═════ Data under study ═════

PR #1659, opened 2016-05-05
Automatic unit tests

davivel:
Added first local unit test, runnable in Gradle/Android Studio environment


davivel:
cc @jesmrec , @jabarros

jabarros:
👍

PR #1665, opened 2016-05-09
Add instantupload behaviour copy

zmatsuo:
I was set options as follow:
  Original file will be..  = "kept in original folder"
  "Upload pictures via wifi only" = off

When I took a picture without wifi, Owncloud app uploads the picture with 3G.
And I want to look the picture with Owncloud app(I love grid view),
Owncloud app downloads the picture with _3G_.

So I think that need "copied to app folder" option.
This is the reason that I made this PR.


tobiasKaminsky:
This was the previous behaviour prior to my PR.
And in all discussions there was no need to have an option to keep it the previous way.
But, for me, this would be ok.
@jancborchardt @davivel ?

res/values-ja-rJP/strings.xml
```diff
@@ -16,9 +16,9 @@
   <string-array name="actionbar_sortby">
     <item>A-Z</item>
     <item>最新 - 最古</item>
+    <!--TODO re-enable when server-side folder size calculation is available   
+    <item>Biggest - Smallest</item>-->
```
tobiasKaminsky: Please do not modify any language specific files as they are all handled by Transifex.

res/values/attrs.xml
```diff
@@ -14,10 +14,12 @@
...
 	</string-array>
 
 	<string-array name="pref_behaviour_entryValues">
 		<item>NOTHING</item>
 		<item>MOVE</item>
+		<item>COPY</item>
 	</string-array>
-</resources>
\ No newline at end of file
+</resources>
```
tobiasKaminsky: To better and easier reviews: please try to avoid such changes as they are not changing real code but show up as changes.

zmatsuo:
I reflected a review. Thank you @tobiasKaminsky .

PR #1671, opened 2016-05-10
Added first instrumented tests

davivel:


davivel:
@jabarros , @jesmrec , should be just burocracy

jesmrec:
👍 all right

davivel:
@AndyScherzinger , that duplication was on purpose. I will add a comment. But please, we need to complete branch merging first.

═════

§ To do
For each line above that contains the word "Owncloud", give the line as it is written.

§ Result for this task
When I took a picture without wifi, Owncloud app uploads the picture with 3G.
And I want to look the picture with Owncloud app(I love grid view),
Owncloud app downloads the picture with _3G_.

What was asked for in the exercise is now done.